Sub-prime loans, weak economy, downward spiral of home prices. Place the blame where you like - it remains a real and very serious problem. I wish I could tell you the tax implications are simple - they are not.

Homeowners Only. The rules for homeowners are discussed here. You'll need to call me if you risk the loss of a rental, or a business or investment property.

$250,000 In Loans, But Value Of $200,000. I'll use these numbers for this discussion.

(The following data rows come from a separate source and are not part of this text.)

PR #4443, opened 2021-09-05
Fix dangling constructor reference in deprecation note

JarvisCraft:
# Description

This replaces dangling Javadoc reference with the correct one in `PostgreSQLContainer()` deprecation note.

### DIFF
--- a/modules/postgresql/src/main/java/org/testcontainers/containers/PostgreSQLContainer.java
+++ b/modules/postgresql/src/main/java/org/testcontainers/containers/PostgreSQLContainer.java
@@ -35,7 +35,8 @@ public class PostgreSQLContainer<SELF extends PostgreSQLContainer<SELF>> extends
     private static final String QUERY_PARAM_SEPARATOR = "&";
 
     /**
-     * @deprecated use {@link PostgreSQLContainer(DockerImageName)} instead
+     * @deprecated use {@link PostgreSQLContainer#PostgreSQLContainer(DockerImageName)} or
+     * {@link PostgreSQLContainer#PostgreSQLContainer(String)} instead
      */
     @Deprecated
     public PostgreSQLContainer() {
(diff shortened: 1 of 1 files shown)


modules/postgresql/src/main/java/org/testcontainers/containers/PostgreSQLContainer.java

If A Property Is Lost there are two different tax issues to consider. Whether lender forecloses, or you agree to "deed back" the property, or your realtor finds a buyer and lender agrees to accept a "short sale", we still have:

  1. Disposition (or sale). The home is no longer yours. You have a "sale" or "disposition" to report on your tax return. But, the "sale price" depends on the type of loan. Tax law divides loans into "non-recourse" and "recourse". If your loan is non-recourse your lender has recourse only to the property, and tax law says you report the sale as if you sold for the loan balance of $250,000. On the other hand, if the loan is considered a recourse loan, the sale is reported at $200,000, the true sale value. How can you know which it is? There's the rub. Often we're not sure. Some states consider your original loan to buy the property to be non-recourse. For other states or other loans the answer is not clear. Many real estate attorneys hesitate to answer, saying "I don't do tax work." Fortunately, tax on the sale is rarely an issue. Loss on your home is not deductible, and gain is excluded in most cases. The real problem lies with the possibility that you now have:
     
  2. Income From Relief Of Debt. Ifwe report a "sale" for $200,000, what about the missing $50,000? Lender often does not pursue the money, and cancels the debt. This may be TAXABLE INCOME! You owed the money fair and square. Now you don't. That's income. You've lost the home, and face extra income tax! With very low income, there might not a tax. Beyond this, there are only 3 ways to escape tax on debt relief income:
  1. Bankruptcy. Filing for bankruptcy is a serious step. Nonetheless, any debt forgiven in a bankruptcy is not taxed. Seek counsel from someone else here.
     
  2. Insolvency. We must calculate your "net worth". You are insolvent by $50,000 on the loan in question. We must look at everything else. If your liabilities exceed assets in other areas by, say $35,000, you may exclude $35,000 ofthe debt relief. The calculation looks at ALL assets and liabilities. Everything you own, including retirement accounts, insurance, personal possessions - all must be counted! This is a tough job.
     
  3. New Law. For 2007,2008, and 2009 you may exclude income from debt relief on any loan(s) considered to be "Acquisition Indebtedness". That's a loan you used to "buy, build, or substantially improve" your primary residence. If that $250,000 loan is the "original" loan, we're home free. But, if you re-financed (or took a second mortgage, or home equity loan) we must know the balance of the original loan at the time, plus the amount of any extra borrowing that went directly for more improvements. Suppose the original loan was at $215,000, and none of the new borrowing was spent for the home. The $50,000 that was canceled is $15,000 of the original loan, plus $35,000. Only the $15,000 may be excluded, and you will owe tax on the other $35,000.